• Task inputs:

PR #3015, opened 2022-05-16
[#158988] Adds setting for stage header color

jossim:
# Release Notes

Sometimes, it's not obvious that you're working in the stage environment or the production environment.

This makes the stage environment more clear by adding an optional setting which changes the color of the site's header when it's in the stage environment.

### DIFF
--- a/app/helpers/application_helper.rb
+++ b/app/helpers/application_helper.rb
@@ -21,8 +21,8 @@ module ApplicationHelper
   end
 
   def staging_header_styles
-    apply_stage_color = (Rails.env == "stage" && Settings.stage_color.present?)
-    "background-image: none; background-color: #{Settings.stage_color}" if apply_stage_color
+    stage_color = ENV.fetch("stage_color", nil)
+    "background-image: none; background-color: #{stage_color}" if stage_color
   end
 
   def sortable(column, title = nil)
--- a/app/helpers/application_helper.rb
+++ b/app/helpers/application_helper.rb
@@ -21,7 +21,7 @@ module ApplicationHelper
   end
 
   def staging_header_styles
-    stage_color = ENV.fetch("stage_color", nil)
+    stage_color = Settings.stage_color
     "background-image: none; background-color: #{stage_color}" if stage_color
   end
 
--- a/app/helpers/application_helper.rb
+++ b/app/helpers/application_helper.rb
@@ -20,6 +20,11 @@ module ApplicationHelper
     (full_title + app_name).html_safe
   end
 
+  def staging_header_styles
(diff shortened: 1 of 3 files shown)


app/views/shared/_header.html.haml
```diff
@@ -1,5 +1,6 @@
 .navbar.navbar-static-top
-  .navbar-inner
+  - styles = (Rails.env == "stage" && Settings.stage_color.present?) ? "background-image: none; background-color:  #{Settings.stage_color}" : ""
```
giladshanan, line 2:
```suggestion
  - apply_stage_color = Rails.env.staging? && Settings.stage_color.present?
  - stage_style = apply_stage_color ? "background-image: none; background-color:  #{Settings.stage_color}" : ""
```

giladshanan (approved):
I recommend breaking up the logic into 2 lines, what do you think?

app/views/shared/_header.html.haml
rdunlop: It appears that the env is `stage` not `staging`, so it would be `Rails.env.stage?`, not `Rails.env.staging?`

jossim: @giladshanan @rdunlop I added a helper method to make the view a bit cleaner https://github.com/tablexi/nucore-open/pull/3015/files#diff-5f3fc5e3977d242572aa1d08551f5eb557de0ccaff30370838ee9df5386ea0daR23

app/helpers/application_helper.rb
```diff
@@ -20,6 +20,11 @@ def html_title(title = nil)
     (full_title + app_name).html_safe
   end
 
+  def staging_header_styles
+    apply_stage_color = (Rails.env == "stage" && Settings.stage_color.present?)
+    "background-image: none; background-color: #{Settings.stage_color}" if apply_stage_color
```
giladshanan, line 25:
```suggestion
    stage_color = ENV.fetch("stage_color", nil)
    "background-image: none; background-color: #{stage_color}" if stage_color
```

giladshanan (changes requested):
Let's read from the ENV as Robin suggests.

rdunlop (approved):

config/settings.yml
```diff
@@ -1,5 +1,6 @@
 header_logo_path: ~
 display_app_name_in_header: true
+stage_color: ~
```
giladshanan, line 3: Let's read from ENV here, where devs might expect to find an option like this.
Can you test what happens when no value is set?
```suggestion
stage_color: <%= ENV.fetch("STAGE_COLOR", nil) %>
```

• Task description: The expected output is every line from the material above where "changes" can be found.

• Written solution:
This makes the stage environment more clear by adding an optional setting which changes the color of the site's header when it's in the stage environment.
giladshanan (changes requested):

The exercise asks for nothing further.